Interlude: Sauntering Vaguely Downwards
Interlude: Sauntering Vaguely Downwards

These are my final moments. I can hear them coming, and I know the plan. If we win here—at any cost—the others will have a chance to escape. It won't all have been for nothing.

We already know this will cost some of us our lives. Maybe all of us. That's why I'll be spending the cheapest one first. I never learned any suicide techniques, so I can't create an opening with the wave of a hand. But it won't be hard to remind them how much ninjutsu I know, and then I'll be a priority target, forcing them to focus fire. After all, somebody has to do it.

If I had to name one regret before I die, it's not having made more mistakes. Mistakes are how you learn the boundaries of who you are and what you can do. They're how you develop a sense of identity.

-o-​

It's my first day at the Academy today, and I think I'm excited. Apparently, I have lots of chakra, and that means I'm going to be a ninja. I don't know what chakra is, and all the real ninja are too busy to tell me, but I'm sure I'll find out soon.

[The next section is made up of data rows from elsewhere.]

PR #706, opened 2022-05-16
fmf: qemu-virtiofsd does not exist on RHEL 9

martinpitt:
The functionality is merged into the qemu-kvm package there. So only
install it for Fedora ≥ 36.

---

This broke [gating on RHEL 9.1](https://dashboard.osci.redhat.com/#/artifact/brew-build/aid/45292119) (only visible inside Red Hat, sorry).


skobyda:
Re-trying fedora-rawhide

skobyda (approved):
LGTM

PR #721, opened 2022-05-23
test: Add cases for storage pool deletion

yunmingyang:


test/check-machines-storage-pools
```diff
@@ -748,6 +748,238 @@ class TestMachinesStoragePools(VirtualMachinesCase):
             remove=True,
         ).execute()
 
+    def testStoragePooslDeletion(self):
```
skobyda, line 751:
```suggestion
    def testStoragePoolsDeletion(self):
```

skobyda (changes requested):
This is amazing work, thanks!

There are also some checks for storage-pool deletion in [testStoragePool](https://github.com/cockpit-project/cockpit-machines/blob/main/test/check-machines-storage-pools#L45) (you can just CTRL+F for the string "delete" to see all those checks)
Some of them are a duplicate of some of your tests (e.g. [deletion of inactive pool](https://github.com/cockpit-project/cockpit-machines/blob/main/test/check-machines-storage-pools#L194)), so that test should be deleted from testStoragePool, so we don't test the same thing twice.
Other checks (e.g. d[eletion of transient pool](https://github.com/cockpit-project/cockpit-machines/blob/main/test/check-machines-storage-pools#L250)) should maybe be included in testStoragePoolsDeletion too?

yunmingyang:
Sure, I will check them later and re-push, thanks. And I also check the failed jobs, it seems that 
"[0523/065157.086428:ERROR:cert_verify_proc_builtin.cc(681)] CertVerifyProcBuiltin for 127.0.0.2 failed:
----- Certificate i=0 (CN=fedora-36-127-0-0-2-2201,O=bcc8400d49b44879b9e69d2a326a8378,C=US) -----
ERROR: No matching issuer found" is the reason why the case failed, " shows the reason why the cases failed. Do you have any ideas about that?

test/check-machines-storage-pools
```diff
@@ -748,6 +748,238 @@ class TestMachinesStoragePools(VirtualMachinesCase):
...
+
+                # Check if deletion dialog is shown
+                b.wait_visible("div.pf-c-modal-box")
+
+                if self.activate:
+                    if self.vol_name or self.pool_type == "iscsi":
+                        b.set_checked("#storage-pool-delete-volumes", self.remove_volume)
+                else:
+                    # Check the content of inactive pool deletion dialog
+                    b.wait_text(".pf-c-form.pf-m-horizontal", "Deleting an inactive storage pool will only undefine the pool. Its content will not be deleted.")
```
skobyda, line 865: > Sure, I will check them later and re-push, thanks. And I also check the failed jobs, it seems that
"[0523/065157.086428:ERROR:cert_verify_proc_builtin.cc(681)] CertVerifyProcBuiltin for 127.0.0.2 failed:
----- Certificate i=0 (CN=fedora-36-127-0-0-2-2201,O=bcc8400d49b44879b9e69d2a326a8378,C=US) -----
ERROR: No matching issuer found" is the reason why the case failed, " shows the reason why the cases failed. Do you have any ideas about that?

Where do you see that error? I only see tests failing with the error:
`wait_js_cond(ph_is_present(".pf-c-form.pf-m-horizontal")): Uncaught (in promise) Error: condition did not become true`
Which should be fixed by this change:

But does being a ninja mean I'm going to have to fight people? I'm not very good at fighting. I hope there are ninja who do other things. I think there might be ninja who steal things? Mum says stealing isn't wrong if you're a ninja. I don't know how that works.

I hope I get on well with the other children. Mum says she's sure this time I'll make lots of friends.

-o-​

I'm unhappy today. I knew the answers this time, and I put my hand up twice but Saka-sensei acted like I wasn't there again. I think it's the loud children who get all the attention, and that isn't fair. I'm not loud—Mum always says I shouldn't cause trouble for people—so at this rate he'll never notice me. Maybe I can do something helpful so he'll have to turn around and tell me what a good girl I am. I think the grease traps need cleaning, and after all, somebody has to do it.

=o-​

I still don't think Saka-sensei has noticed. I tried cleaning up the classroom after lessons were over, so maybe that'll help. I think the other children have forgotten I'm there too, because sometimes they don't invite me to things. But the grease traps are very clean now, and that makes me a little happy.

-o-​

I think I like a boy. I've never liked a boy before, and it feels much stranger than I expected. I'm scared and excited, and I don't get scared or excited as much as other people. But Satoshi is very handsome, and he's good at everything, and he's so kind to people. I hope he notices me too. I don't know if I'm brave enough to talk to him, but I'm going to try.

-o-​

He still hasn't noticed me. I've tried to get his attention three times now, and he brushed me off and kept on talking with his friends. Maybe I could try talking to him a fourth time tomorrow, but I think Kanako's starting to glare at me whenever I go near him. I'm not very good at recognising that kind of thing, so she must be being very obvious about it. Maybe she likes him too?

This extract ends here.